Cause I want to work for a year first and save money so I avoid going into debt. Also I am going to grad school across the country most likely and want to spend another year here before moving.


----------



## SilentLoner (Jan 30, 2006)

Thats something I would really like to do - defer admission for similar reasons. However most people tell me it's a bad idea - they never give exact reasons though.


----------



## coldmorning (Jul 4, 2007)

daaaaave said:


> Hi guys, I am planning to go to grad school in Fall 2009, but I wanted to just apply now and get it out of the way. The schools say you can defer admission a year so I will get admitted for 2008 and just defer to 2009, however they don't seem like they really want to defer and it's not a guarantee. Does anybody have any experience with this about how hard they make it for you to defer a year? I want to apply now so I know where I'm going to move ahead of time and also cause it easier to get recommendations now that I am still in college and I won't be next year.

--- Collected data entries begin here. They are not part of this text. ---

PR #173, opened 2024-11-08
adds TotalSystemMemory to server status

stefanhipfel:
adds TotalSystemMemory to the server status from bmc (redfish)

### DIFF
--- a/bmc/bmc.go
+++ b/bmc/bmc.go
@@ -188,16 +188,17 @@ type Processor struct {
 
 // SystemInfo represents basic information about the system.
 type SystemInfo struct {
-	Manufacturer      string
-	Model             string
-	Status            common.Status
-	PowerState        redfish.PowerState
-	NetworkInterfaces []NetworkInterface
-	Processors        []Processor
-	SystemUUID        string
-	SerialNumber      string
-	SKU               string
-	IndicatorLED      string
+	Manufacturer           string
+	Model                  string
+	Status                 common.Status
+	PowerState             redfish.PowerState
+	NetworkInterfaces      []NetworkInterface
+	Processors             []Processor
+	TotalSystemMemoryBytes int64
+	SystemUUID             string
+	SerialNumber           string
+	SKU                    string
+	IndicatorLED           string
 }
 
 // Manager represents the manager information.
--- a/bmc/redfish.go
+++ b/bmc/redfish.go
@@ -182,14 +182,15 @@ func (r *RedfishBMC) GetSystemInfo(systemUUID string) (SystemInfo, error) {
 	}
 
 	return SystemInfo{
-		SystemUUID:   system.UUID,
-		Manufacturer: system.Manufacturer,
-		Model:        system.Model,
-		Status:       system.Status,
-		PowerState:   system.PowerState,
-		SerialNumber: system.SerialNumber,
-		SKU:          system.SKU,
-		IndicatorLED: string(system.IndicatorLED),
+		SystemUUID:             system.UUID,
+		Manufacturer:           system.Manufacturer,
+		Model:                  system.Model,
+		Status:                 system.Status,
+		PowerState:             system.PowerState,
+		SerialNumber:           system.SerialNumber,
+		SKU:                    system.SKU,
+		IndicatorLED:           string(system.IndicatorLED),
+		TotalSystemMemoryBytes: int64(system.MemorySummary.TotalSystemMemoryGiB) * 1024 * 1024 * 1024,
 	}, nil
 }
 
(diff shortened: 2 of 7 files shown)


bmc/bmc.go
```diff
@@ -188,16 +188,17 @@ type Processor struct {
...
-	SerialNumber      string
-	SKU               string
-	IndicatorLED      string
+	Manufacturer           string
+	Model                  string
+	Status                 common.Status
+	PowerState             redfish.PowerState
+	NetworkInterfaces      []NetworkInterface
+	Processors             []Processor
+	TotalSystemMemoryBytes int64
```
afritzler, line 197: Can we use `resource.Quantity` here and cast the correct value when setting it?

bmc/redfish.go
```diff
@@ -182,14 +182,15 @@ func (r *RedfishBMC) GetSystemInfo(systemUUID string) (SystemInfo, error) {
...
-		IndicatorLED: string(system.IndicatorLED),
+		SystemUUID:             system.UUID,
+		Manufacturer:           system.Manufacturer,
+		Model:                  system.Model,
+		Status:                 system.Status,
+		PowerState:             system.PowerState,
+		SerialNumber:           system.SerialNumber,
+		SKU:                    system.SKU,
+		IndicatorLED:           string(system.IndicatorLED),
+		TotalSystemMemoryBytes: int64(system.MemorySummary.TotalSystemMemoryGiB) * 1024 * 1024 * 1024,
```
afritzler, line 193: To avoid the multiplication duding assignment we could switch to a `resource.Quanity` type as described above.

afritzler: We could do something like that:
```
	memoryString := fmt.Sprintf("%dGi", memoryGiB)
	quantity, err := resource.ParseQuantity(memoryString)
	if err != nil {
		return resource.Quantity{}, fmt.Errorf("failed to parse memory quantity: %w", err)
	}
```

internal/controller/server_controller.go
```diff
@@ -436,6 +436,7 @@ func (r *ServerReconciler) updateServerStatus(ctx context.Context, log logr.Logg
 	server.Status.Manufacturer = systemInfo.Manufacturer
 	server.Status.Model = systemInfo.Model
 	server.Status.IndicatorLED = metalv1alpha1.IndicatorLED(systemInfo.IndicatorLED)
+	server.Status.TotalSystemMemory = resource.NewQuantity(systemInfo.TotalSystemMemoryBytes, resource.BinarySI)
```
afritzler, line 439: The assignment here becomes pretty straight forward with the change above.

afritzler (changes requested):

bmc/redfish.go
Nuckal777:
```go
quantity := resource.NewQuantity(memoryGiB, resource.BinarySI)
```
would save the format/parse roundtrip + error checking

stefanhipfel: but adds converting float32 to int64

Nuckal777: Sure, but right now we do `float32 -> string -> int64`, where [int64 conversion lives in `ParseQuantity`](https://github.com/kubernetes/apimachinery/blob/v0.31.2/pkg/api/resource/quantity.go#L277). I agree that the `memoryGiB` would need scaling, so `quantity := resource.NewQuantity(int64(memoryGiB)*1024*1024*1024, resource.BinarySI)`. Alternativly, we care about the precision there is also `ParseDecimalQuantity`.

stefanhipfel: you are looking at an outdated code :)

internal/controller/server_controller.go
```diff
@@ -436,6 +436,7 @@ func (r *ServerReconciler) updateServerStatus(ctx context.Context, log logr.Logg
 	server.Status.Manufacturer = systemInfo.Manufacturer
 	server.Status.Model = systemInfo.Model
 	server.Status.IndicatorLED = metalv1alpha1.IndicatorLED(systemInfo.IndicatorLED)
+	server.Status.TotalSystemMemory = &systemInfo.TotalSystemMemory
```
afritzler, line 439: We should use `ptr.To()` when assigning pointer values to fields.

afritzler (changes requested):
Some minor issue. Apart from that the PR looks good.

internal/controller/server_controller.go
Nuckal777: Why? `ptr.To()` is literally `return &val`. `ptr.To` is useful to get a pointer to a literal in an argument for a method call, for instance. Here it's just more keypresses. 🤔

afritzler (approved):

If it's not a guarantee that you can enter the following year, then that isn't really a deferred admission. It's really more like an free automatic reapplication. Big difference.

You can still get your letters of recommendation now and use them in later years. Your school likely will have a program where they will store your letters for you and send them out in future years so you don't have to worry about professors forgetting you. I would do that and just apply when you are ready to apply. Since you say it's not guaranteed, it won't really help you know what to expect anymore than applying later.

An year old application for admission will also probably not get taken as seriously if you ask me. Plus, it won't have all the stuff about what you have done over the last year.


----------



## daaaaave (Jan 1, 2007)

That's a good point. I need to find out for sure what the policy is. One school said something about a deferral, but it had to be pre-approved or something which makes no sense cause why would you tell them you are going to defer when you apply. I think perhaps the other school did guarantee up to 1 year deferral, but I need to check.


----------



## Johnny1234 (Nov 16, 2006)

Just go to grad school after college man. You will have debt anyways, unless you make 100-200K this year, which unless you start your own business, is very hard with just a BA. But if you do start your own business, then you most likely wont need the grad school.


----------



## vicente (Nov 10, 2003)

Well if deferring is possible and he feels like he needs to work an extra year, then I think it would be a good idea.

Graduate fellowships don't pay that much anyway. They're usually $20,000/yr or less and some don't even cover tuition. If you make more than $12/hr it might be worthwhile to defer if the school that accepts you allows it.


----------



## daaaaave (Jan 1, 2007)

Ok, another reason I should have mentioned is these are out-of-state schools, but if I get admission ahead of time I can move, and pay substantially less in-state tuition.


----------



## Karla (Dec 26, 2005)

why can't you work for a year, than apply after that? then you wouldn't have to worry about all this.


----------



## coldmorning (Jul 4, 2007)

Ah, the out of state tuition thing makes this a bit more complicated. I can see why you would want to know a year in advance.

I've done the grad school thing and one observation I had was that those who took a year or more off after college seemed to do better than those who went straight to grad school. Those who worked seemed a little more focused, jmho.


----------



## daaaaave (Jan 1, 2007)

Karla said:


> why can't you work for a year, than apply after that? then you wouldn't have to worry about all this.


Cause like I said I might have to move to get in-state tuition and you have to move at least a year in advance to qualify for that  It helps to know in advance.


----------